O diretor original do projeto, Stanley, que possuía ideias nada ortodoxas para o projeto - incluindo até mesmo cenas de sexo oral e mutilações - surtou e desapareceu no meio das filmagens. E há quem diga que ele recorreu à bruxaria para conseguir o emprego à frente das câmeras. Atores mantiveram relações sexuais entre si, consumo exagerado de drogas e álcool, figurinos tiveram que ser recriados para que um anão servisse de assistente do protagonista (personagem esse que não existia no roteiro original). Mais: o ator que interpreta o anão saiu no braço no set com um outro artista do elenco que viu seu personagem minguar até sua quase exclusão do filme.
E isso para ficar apenas no básico, pois há situações ainda mais tenebrosas.
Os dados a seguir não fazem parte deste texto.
PR #346, opened 2022-02-16
Use Jolokia HTTP API for k8s probes

### LINKED ISSUE #345: Artemis broker log is flooded with (useless) entries
The Artemis broker log is full with entries indicating an unsuccessful connection attempt on its amqps acceptor.
These stem from the k8s liveness and readiness probes which try to open a TCP connection but then do not engage in the AMQP connection establishment protocol.
I even suspect that this, over time, leads to the container file system running out of space and the container being restarted after it goes OOM.

sophokles73:
The k8s readiness and liveness probes have been changed to no longer use
a TCP connection attempt but to instead query the broker state via the
Jolokia HTTP API.

Fixes #345

### DIFF
--- a/charts/hono/Chart.yaml
+++ b/charts/hono/Chart.yaml
@@ -15,7 +15,7 @@ name: hono
 description: |
   Eclipse Hono™ provides remote service interfaces for connecting large numbers of IoT devices to a back end and
   interacting with them in a uniform way regardless of the device communication protocol.
-version: 1.12.1
+version: 1.12.2
 # Version of Hono being deployed by the chart
 appVersion: 1.12.0
 keywords:
--- a/charts/hono/config/artemis/broker.xml
+++ b/charts/hono/config/artemis/broker.xml
@@ -26,7 +26,7 @@
 
       <!-- this could be ASYNCIO or NIO
        -->
-      <journal-type>NIO</journal-type>
+      <journal-type>ASYNCIO</journal-type>
 
       <paging-directory>./data/paging</paging-directory>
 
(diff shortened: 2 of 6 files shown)


tobias-zeptio:
We've also had this issue, but didn't make the change since the acceptors we want to monitor are on TCP port. Does your configuration ensure that the AMQP interface is open?

sophokles73:
@tobias-zeptio Not explicitly. The response for the readiness check does contain a boolean property, though, which indicates if the acceptor is running. I am not sure if it is worth validating its value as part of the check because my guess would be that querying the *amqps* acceptor this way would fail if it cannot be started. But I might be mistaken.

sophokles73:
This is what the broker returns if the acceptor is started:
```json
{
  "request": {
    "mbean": "org.apache.activemq.artemis:broker=\"hono-broker\",component=acceptors,name=\"amqps\"",
    "attribute": "Started",
    "type": "read"
  },
  "value": true,
  "timestamp": 1645167154,
  "status": 200
}
```

tobias-zeptio:
Ah, I can see that. That should be a good indicator, unless there was a mistake made in the port mapping. :)

Which AMQ-number are you solving with this? We have several that are chatty, be most connections seem to originate from outside the cluster. For example our AWS load balancer.

tobias-zeptio:
We filter out some logs, since they don't add much value.

```
# Filter out logs using regex, see "interface ActiveMQServerLogger" in activemq-artemis repository for numbers
# 222061 and 222107 are for client disconnect warnings
# 224096 is for CORE protocol connections attempt, that we have closed in acceptors
# 224088 is for unused connections, could be failing clients or port probing. Nothing we can do about it with public ports.
logger.org.apache.activemq.artemis.core.server.filter=not(match("AMQ(222061|222107|224096|224088)"))
```

calohmn (approved):
LGTM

No final das contas, eu acabo por concordar com a declaração do crítico de cinema Brandon Judell, que chamou o filme de "A vila sésamo de Satanás". E, em alguns momentos, ele realmente parece esse grande samba do crioulo doido. Porém, há quem veja no longa uma produção subestimada ou mal interpretada. Questão de gosto. Como legado para a história do cinema, ficou o desastre financeiro, o framboesa de ouro para Brando e a certeza de que hollywood enlouquece quando quer - e de graça. Um pequeno aparte: eu tenho dois colegas fãs dessa pérola audiovisual, que quando foram comigo ao cinema Paratodos, no Méier, para assisti-lo, o chamaram ao fim da sessão de "um grande estudo de caso sobre a paranoia humana". Enfim... Vai entender a humanidade.
E é dessas insanas opiniões pessoais que nascem os chamados filmes cults!
P.S: para quem quiser saber mais sobre a grande loucura que foi realizar essa produção procurem pelo ótimo documentário Lost soul: A viagem maldita de Richard Stanley à ilha do Dr. Moreau, de 2014 e dirigido por David Gregory, disponível no Amazon Prime. Eu confesso: saí da sessão ainda mais perplexo do que quando fui ver o longa nos cinemas 25 anos atrás.